Additionally, the expression levels of IgG and IgM antibodies in sera of mice were determined using the corresponding ELISA kits following the instructions, and then the results were further calculated and analyzed.

4.9. Cytokines Levels Evaluation and Cell Cycle Detection

The IL-2, IL-4, TNF-α, and IFN-γ levels were determined and calculated according to the kits’ instructions. Additionally, the solid tumor cells of mice were prepared by grinding and filtering through a 300-mesh cell strainer, and the cell cycle distributions were evaluated using the DNA Content Quantitation Kit (Solarbio Life Science, Beijing, China).

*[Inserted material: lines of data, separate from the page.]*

PR #1030, opened 2023-07-14
Adds ImageBinarization to Images.jl

ashwani-rathee:
- [x] Adds ImageBinarization to Images.jl


.github/workflows/UnitTest.yml
```diff
@@ -14,7 +14,7 @@ jobs:
     strategy:
       fail-fast: false
       matrix:
-        julia-version: ['1.3', '1', 'nightly']
+        julia-version: ['1.6', '1', 'nightly']
```
johnnychen94, line 17: If we drop the CI for Julia < 1.6, then it's better to change `julia = "1.3"` in the `[compat]` section in Project.toml as well

johnnychen94 (approved):

johnnychen94:
I'm okay to have ImageBinarization in Images, but since I'm not working actively here, it's better for others to merge.

.github/workflows/UnitTest.yml
ashwani-rathee: Okay 👍🏻 ,Is it alright that I am changing version to 0.26.0, assuming it's kind of breaking?

johnnychen94: If so, it might be a good idea to merge #1011 and perhaps #1027 for 0.26

ashwani-rathee: So I merge this first and then see what could be done about #1011 and #1027? After all that is done, then release?

ashwani-rathee: Also I again don't have merge rights here and for good reasons 🤣

PR #1031, opened 2023-07-20
Bump compat on ImageMorphology and TiledIteration

timholy:
Closes #1011
Closes #1027

Since this will be a breaking release, it should be OK to remove
or update tests. But this part deserves scrutiny.


timholy:
The removed tests are all due to ImageMorphology, which I'm less familiar with. I locked the [compat] at 0.4 because it doesn't seem sensible to allow Images to give variable behavior depending on which version of ImageMorphology satisfies [compat] bounds.

PR #1035, opened 2023-07-22
[compat]: ImageCore/Transformations/Binarization

timholy:
Closes #1032
Closes #1033
Closes #1034


timholy:
We seem to be getting close to last call for the next release, any reasons to hold off? A motivation for doing it soon is simply to have consistent versions across the ecosystem (less precompiling...) for the JuliaCon workshop, but we can hold off if there are good reasons.

There's less breaking/deprecated stuff by far than for 0.25; in a sense the only thing breaking is ImageCore (https://github.com/JuliaImages/ImageCore.jl/blob/master/NEWS.md). Since Images.jl is sort of a "front" for ImageCore, that might be enough reason for a breaking release. But I recently learned that just dropping old Julia versions does *not* require a minor version bump for 0.x releases, so in principle this could be 0.25.4. Thoughts?

PR #144, opened 2024-05-06
Add qlog, metrics and stream 0 support

### LINKED ISSUE #130: Control stream should use stream Id 0
StreamId 0 is treated special today and control messages are sent on Bidi stream Id 4. We should move to using control stream as stream Id 0, unless it is closed and we move to pick a new one.

TimEvens:
Resolves #130, adds qlog transport config, and below metrics:

* tx_in_transit_bytes -- Number of bytes in transit
* tx_timer_losses (min/max/avg) - Packet losses detected due to timer expiring
* tx_spurious_losses (min/max/avg) - Number of packet lost that were later acked

### DIFF
--- a/src/transport_picoquic.h
+++ b/src/transport_picoquic.h
@@ -132,7 +132,7 @@ class PicoQuicTransport : public ITransport
 
         DataHeader data_header {};                           /// Data header to use for start of stream or for every datagram
 
-        uint64_t current_stream_id {~(uint64_t(0))};         /// Current active stream if the value is >= 4
+        std::optional<uint64_t> current_stream_id;           /// Current active stream if the value is >= 4
 
         uint8_t priority {0};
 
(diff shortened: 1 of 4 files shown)


src/transport_picoquic.h
```diff
@@ -132,7 +132,7 @@ class PicoQuicTransport : public ITransport
 
         DataHeader data_header {};                           /// Data header to use for start of stream or for every datagram
 
-        uint64_t current_stream_id {0};                      /// Current active stream if the value is >= 4
+        uint64_t current_stream_id {~(uint64_t(0))};         /// Current active stream if the value is >= 4
```
suhasHere, line 135: can we make it std::optional<uint64_t> instead ?

TimEvens: Sure, I'll make that change.

PR #147, opened 2024-05-24
Implement stream buffer to support MOQT requirements

### LINKED ISSUE #131: Remove transport headers  when sending data over streams
We add a 4 byte length when using streams to send data. This will work for us internally but will fail any kind of interop.

TimEvens:
MOQT requires per uintvar header parsing, which will have track alias. Track alias is equivalent to data context ID. Unfortunately the transport will not be able to parse this without libquicr (chicken and egg situation). Due to this, MOQT requires a stream of bytes from transport.  Transport looses visibility on mapping which data flow context a new stream belongs to. To mitigate this, libquicr can call `setStreamIdDataCtxId()` to bind a new stream to a data context. This is optional for libquicr. If the binding happens, then metrics will be available at the data context level.  If the mapping does not happen, then metrics will be at the connection level for received data. 

Transmit still has data context and still sends based on libquicr published objects. The main difference is that the transport header does not get added to streams anymore. 

On received notify callback has been changed to use `on_recv_dgram()` and `on_recv_stream()` callbacks. Datagram still has object (e.g., datagram frames) awareness since datagrams require complete objects (complete MOQT message) within each datagram frame. Stream will be delivered based on bytes, which will vary based on several factors. For this reason, a stream buffer of bytes is used to receive bytes on a stream. 

> [!NOTE]
> UDP custom protocol stil has a data header and still works the way it does today. UDP will need to be updated after MOQT QUIC related changes are complete.   

* Resolves #131

### DIFF
--- a/src/transport_picoquic.cpp
+++ b/src/transport_picoquic.cpp
@@ -738,16 +738,10 @@ void PicoQuicTransport::setStreamIdDataCtxId(const TransportConnId conn_id,
                                              DataContextId data_ctx_id,
                                              uint64_t stream_id) {
 
-    logger->debug << "Set data context to stream conn_id: " << conn_id
-                  << " data_ctx_id: " << data_ctx_id
-                  << " stream_id: " << stream_id
-                  << std::flush;
 
     std::lock_guard<std::mutex> _(_state_mutex);
 
-
     const auto conn_it = conn_context.find(conn_id);
-
     if (conn_it == conn_context.end())
         return;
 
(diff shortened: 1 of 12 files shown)


src/transport_picoquic.cpp
```diff
@@ -1600,6 +1371,26 @@ void PicoQuicTransport::emit_metrics()
...
+
+        for (auto& [stream_id, rx_buf]: conn_ctx.rx_stream_buffer) {
+            if (rx_buf.closed && (rx_buf.buf->empty() || rx_buf.checked_once)) {
+                closed_streams.push_back(stream_id);
+            }
+            rx_buf.checked_once = true;
+        }
+
+        for (const auto stream_id: closed_streams) {
+            conn_ctx.rx_stream_buffer.erase(stream_id);
```
GhostofCookie, line 1389: It may be possible to compress this using `std::remove_if`

GhostofCookie (approved):
I think this code looks reasonable to me.

PR #153, opened 2024-07-08
Added python script to get mbedtls python requirements during configure time

BrettRegnier:
Reason:
Need to run a required python package installer for mbedtls for autionation.

Expected:
Run pip install on mbedtls/scripts/basic.requirements.txt

Current:
Doesn't run the script during configure time causing a compile error in PicoTLS and maybe MbedTLS


RichLogan (changes requested):
This doesn't work for me on my mac, because the dependency install fails against the system python. I'm proposing we create a virtualenvironment and install into that: https://github.com/Quicr/transport/pull/154

RichLogan (approved):

PR #154, opened 2024-07-10
Use virtualenv for mbedtls creation

RichLogan:
Create a python virtual env in the build directory (installing mbedtls dependencies) for mbedtls to work inside.


BrettRegnier (approved):
LGTM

4.10. Statistical Analysis

All experimental data were presented as the mean ± standard deviation (S.D.), and statistical analysis was performed using the SPSS 20.0; ANOVA and Duncan’s multiple range test (p < 0.05) were used for other analyses of significant differences.

5. Conclusions

In conclusion, the water-soluble alginic acid (WSAA) with low molecular weight (6.48 × 10³ Da) was isolated and purified via H₂O₂ degradation; the WSAA–TP5 complex showed superior antitumor effects on H22 tumor-bearing mice by effectively protecting immune organs, activating immune cells, and promoting immune-related cytokines expressions compared with the individual TP5 treatment group, finally resulting in the apoptosis of H22 cells by arresting them in S phase, indicating that WSAA could obviously protect the N-terminal of TP5 and thereby improve its antitumor and immunoregulatory activities. Therefore, WSAA could be used in cancer-bearing patients or other related immunocompromised diseases as a novel immunologic adjuvant.